- _What is needed_
Could you print out every entry, character for character?

- _Dataset excerpts_
*** Begin section ***
PR #3948, opened 2026-08-15
feat(cosmetics): version cosmetic hashes, close the write-path hole, surface near-matches

JustMaier:
Two badges in a creator shop imitating official Civitai badges were reported and nothing flagged them. Auditing why turned up three separate problems, only two of which we can fix ourselves.

## What was actually wrong

**Nothing read the hash.** `Cosmetic.pHash` has been written since 2026-08-01 and is consumed by no code at all — no lookup, no threshold, no mod surface. The review panel's only originality check is a sha256 of the uploaded bytes against other creator-shop submissions, which a re-encode defeats and which cannot see official cosmetics at all, since they carry no `imageHash` (468 of 829 shop items have one). Cosmetic **1162 "Civitwave" is a distance-0 clone of official cosmetic 322, published and on sale right now**, and that check passed it with a green "Original artwork" tick.

**Two write paths never hashed.** `submitCreatorShopItem` created the cosmetic inside its transaction and `updateCreatorShopItem` replaced `data.url` with a raw update; neither queued a hash. That is where **228 of the 231 unhashed cosmetics** in prod came from — every creator submission since the one-off backfill ran, growing at roughly the submission rate. Coverage was going backwards: 1,190 cosmetics with artwork, 950 fresh, 9 stale, 231 never hashed.

**64 bits is too few, and that part is not ours.** Measured over the 950 hashed cosmetics (450,775 pairs): mean 31.00, median 31, p1% 17, p5% 21. The two reported imitations sit at **Hamming 17 and 22** — inside the noise floor of unrelated artwork. No threshold separates them (d≤22 returns a median of 39 neighbours per submission and up to 192), and a rank-limited list puts the real match **7th and 67th** of 950. The orchestrator's other lane, `perceptualDct`, is also 64 bits and does not help (14 and 24 on the same pairs, probed live against prod). A 256-bit DCT over the same artwork ranks both pairs **1st** with nothing false above them, so the fix is more bits from the orchestrator — a separate ask on that team.

## What this ships, dark

- **`pHashHex` + `pHashVersion` + `pHashCheckedAt`.** The hash is TEXT so a width change needs a re-hash, not a migration. The version names the lane, because hashes from different algorithms are statistically independent with nothing to signal it. The migration seeds `pHashHex` from the existing BIGINT as the same lowercase hex the orchestrator originally returned (verified against live `mediaHash` output for cosmetics 107 and 870), so **no row needs re-hashing today**.
- **`cosmetic-phash-sweep`**, every 15 minutes, replacing `scripts/oneoffs/backfill-cosmetic-phash.ts`. It re-hashes anything missing, stale against its own artwork, or in an old lane — so **raising `COSMETIC_PHASH_LANE.version` drains the whole corpus by itself** when the orchestrator offers more bits. `pHashCheckedAt` is stamped on every attempt including failures, so the three cosmetics whose CDN artwork is gone cannot starve the queue by matching the predicate forever.
- **Both write paths queue a hash.**
- **`creatorShop.getSimilarCosmetics`** behind the `cosmeticSimilarity` flag (`availability: []` — dark, fails closed). The flag gates the **lookup**, not just the panel: a ranked list built on a hash that cannot rank is read by a moderator as a ranking. Candidates are gated on lane and on `pHashUrl = data->>'url'`, and the all-zero hash is excluded — 19 near-transparent decorations share it, so an equality match on it returns all of them and buries anything real.
- **A review panel with three distinct states**: "compared against N, nothing close", "these are the nearest", and "this was never fingerprinted". Those are different instructions to a moderator, and a blank panel says none of them.

## Needs doing by hand

- `packages/civitai-db-schema/prisma/migrations/20260814150000_add_cosmetic_phash_version/migration.sql` — **apply to prod and dev.** Re-runnable.
- Create the `cosmetic-similarity` Flipt flag. Leave it **off**.
- Nothing is user-visible until both are done.

## Verification

- `pnpm run lint` — no issues in the touched files.
- `pnpm run test:unit:run` — `blocks.router.workflow.test.ts` collected **347** tests (non-zero, so the submodule is initialised and the run means something). 16 failures, all in file-scanning drift guards (`app-spend-tier-privilege`, `block-scope.normalize-endpoint`, `orchestrator-chat.wait-unit`, `check-server-graph-singletons`, `typecheck`, `analytics-bucket-labels.drift`) — **identical set with this branch stashed**, i.e. pre-existing on `origin/main`, not caused here.
- Both write-path fixes were mutation-tested: removing either call fails a named assertion reporting "Number of calls: 0". Removing the stale-hash gate fails with `expected { status: 'ok' } to deeply equal { status: 'unavailable' }`.
- `pnpm run db:check-generated` fails on pristine `origin/main` too (a Prettier formatting difference in the generator's output), so the generated types here were hand-edited to the six lines the schema change adds rather than committing the generator's reformat of the whole file.

Full audit with every measurement: `_local/docs/plans/2026-08-14_cosmetic-phash-audit.md`.


JustMaier:
Orchestration-side ask filed as ClickUp `868krn12g` — https://app.clickup.com/t/868krn12g

It carries the measurements: both 64-bit lanes put the two real imitations at Hamming 17/22 and 14/24 against a corpus whose 1st percentile is 17, while a 256-bit DCT over the same artwork ranks both #1. When that type exists, the change here is raising `COSMETIC_PHASH_LANE.version` — the sweep re-hashes the corpus on its own.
*** End section ***
- _Response to this task_
PR #3948, opened 2026-08-15
feat(cosmetics): version cosmetic hashes, close the write-path hole, surface near-matches

JustMaier:
Two badges in a creator shop imitating official Civitai badges were reported and nothing flagged them. Auditing why turned up three separate problems, only two of which we can fix ourselves.

## What was actually wrong

**Nothing read the hash.** `Cosmetic.pHash` has been written since 2026-08-01 and is consumed by no code at all — no lookup, no threshold, no mod surface. The review panel's only originality check is a sha256 of the uploaded bytes against other creator-shop submissions, which a re-encode defeats and which cannot see official cosmetics at all, since they carry no `imageHash` (468 of 829 shop items have one). Cosmetic **1162 "Civitwave" is a distance-0 clone of official cosmetic 322, published and on sale right now**, and that check passed it with a green "Original artwork" tick.

**Two write paths never hashed.** `submitCreatorShopItem` created the cosmetic inside its transaction and `updateCreatorShopItem` replaced `data.url` with a raw update; neither queued a hash. That is where **228 of the 231 unhashed cosmetics** in prod came from — every creator submission since the one-off backfill ran, growing at roughly the submission rate. Coverage was going backwards: 1,190 cosmetics with artwork, 950 fresh, 9 stale, 231 never hashed.

**64 bits is too few, and that part is not ours.** Measured over the 950 hashed cosmetics (450,775 pairs): mean 31.00, median 31, p1% 17, p5% 21. The two reported imitations sit at **Hamming 17 and 22** — inside the noise floor of unrelated artwork. No threshold separates them (d≤22 returns a median of 39 neighbours per submission and up to 192), and a rank-limited list puts the real match **7th and 67th** of 950. The orchestrator's other lane, `perceptualDct`, is also 64 bits and does not help (14 and 24 on the same pairs, probed live against prod). A 256-bit DCT over the same artwork ranks both pairs **1st** with nothing false above them, so the fix is more bits from the orchestrator — a separate ask on that team.

## What this ships, dark

- **`pHashHex` + `pHashVersion` + `pHashCheckedAt`.** The hash is TEXT so a width change needs a re-hash, not a migration. The version names the lane, because hashes from different algorithms are statistically independent with nothing to signal it. The migration seeds `pHashHex` from the existing BIGINT as the same lowercase hex the orchestrator originally returned (verified against live `mediaHash` output for cosmetics 107 and 870), so **no row needs re-hashing today**.
- **`cosmetic-phash-sweep`**, every 15 minutes, replacing `scripts/oneoffs/backfill-cosmetic-phash.ts`. It re-hashes anything missing, stale against its own artwork, or in an old lane — so **raising `COSMETIC_PHASH_LANE.version` drains the whole corpus by itself** when the orchestrator offers more bits. `pHashCheckedAt` is stamped on every attempt including failures, so the three cosmetics whose CDN artwork is gone cannot starve the queue by matching the predicate forever.
- **Both write paths queue a hash.**
- **`creatorShop.getSimilarCosmetics`** behind the `cosmeticSimilarity` flag (`availability: []` — dark, fails closed). The flag gates the **lookup**, not just the panel: a ranked list built on a hash that cannot rank is read by a moderator as a ranking. Candidates are gated on lane and on `pHashUrl = data->>'url'`, and the all-zero hash is excluded — 19 near-transparent decorations share it, so an equality match on it returns all of them and buries anything real.
- **A review panel with three distinct states**: "compared against N, nothing close", "these are the nearest", and "this was never fingerprinted". Those are different instructions to a moderator, and a blank panel says none of them.

## Needs doing by hand

- `packages/civitai-db-schema/prisma/migrations/20260814150000_add_cosmetic_phash_version/migration.sql` — **apply to prod and dev.** Re-runnable.
- Create the `cosmetic-similarity` Flipt flag. Leave it **off**.
- Nothing is user-visible until both are done.

## Verification

- `pnpm run lint` — no issues in the touched files.
- `pnpm run test:unit:run` — `blocks.router.workflow.test.ts` collected **347** tests (non-zero, so the submodule is initialised and the run means something). 16 failures, all in file-scanning drift guards (`app-spend-tier-privilege`, `block-scope.normalize-endpoint`, `orchestrator-chat.wait-unit`, `check-server-graph-singletons`, `typecheck`, `analytics-bucket-labels.drift`) — **identical set with this branch stashed**, i.e. pre-existing on `origin/main`, not caused here.
- Both write-path fixes were mutation-tested: removing either call fails a named assertion reporting "Number of calls: 0". Removing the stale-hash gate fails with `expected { status: 'ok' } to deeply equal { status: 'unavailable' }`.
- `pnpm run db:check-generated` fails on pristine `origin/main` too (a Prettier formatting difference in the generator's output), so the generated types here were hand-edited to the six lines the schema change adds rather than committing the generator's reformat of the whole file.

Full audit with every measurement: `_local/docs/plans/2026-08-14_cosmetic-phash-audit.md`.


JustMaier:
Orchestration-side ask filed as ClickUp `868krn12g` — https://app.clickup.com/t/868krn12g

It carries the measurements: both 64-bit lanes put the two real imitations at Hamming 17/22 and 14/24 against a corpus whose 1st percentile is 17, while a 256-bit DCT over the same artwork ranks both #1. When that type exists, the change here is raising `COSMETIC_PHASH_LANE.version` — the sweep re-hashes the corpus on its own.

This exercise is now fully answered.